1. Let Silence Be the First Word
Most of us have never actually experienced intentional silence because we’ve never let it get quiet enough to find out what’s in there. The moment there’s a gap, we fill it. Whether it’s the commute, the line at the grocery store, or the thirty seconds before sleep—we reach for the phone because the silence feels like wasted space, and also because the silence is where all the things we’ve been avoiding are waiting patiently for us.
Henri Nouwen wrote in The Way of the Heart that solitude is the furnace of transformation, the place where we stop performing even for ourselves and simply exist before God. That sounds beautiful and it is, but it’s worth saying that it doesn’t start beautiful. It starts uncomfortable. It starts confrontational. The first few times you actually sit in quiet without giving yourself an exit ramp, what comes up is usually the thing you’ve been outrunning. Maybe it is the fear you dressed up as productivity. Or the grief you buried under information. But if you stay in it, something eventually settles because you stopped sprinting away from yourself long enough to remember who you are underneath them. Even fifteen minutes of silence in your day changes the texture of the whole thing.
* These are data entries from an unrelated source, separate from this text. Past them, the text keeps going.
Issue #4091, opened 2025-03-10
Replace process page with the roadmap page.


freddieyebra:
### Summary

Remove feature flag from roadmap work done in #3936 and replace the process page link with the roadmap page link. 

Any dead code related to the process page should also be cleaned up as a part of this task.

### Acceptance criteria

- [x] Process page is replaced with the roadmap page.
- [x] Process page dead code is cleaned up.
- [x] All references to the process page now point to the roadmap page.

capriiis:
Convo with @andycochran needed around preliminary steps, @capriiis will follow-up

capriiis:
Freddie has advised he was able to resolve his outstanding questions, got the PR merged, and a meeting with Andy is no longer needed.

2. Pray Words That Have Already Survived
One of the quieter gifts of liturgical tradition is the way fixed prayers function when you have nothing left to generate on your own. When you’re too wrung out to come up with original spiritual thoughts, you can borrow someone else’s. The Psalms especially. Psalm 46 has been close to me lately.
“God is our refuge and strength, a very present help in trouble. Therefore we will not fear, though the earth should change, though the mountains shake in the heart of the sea.”
That was written by someone who also believed the world was coming apart at the seams. It has been prayed through plagues and wars and famines and the rise and fall of empires. It arrived on the other side of all of it still intact.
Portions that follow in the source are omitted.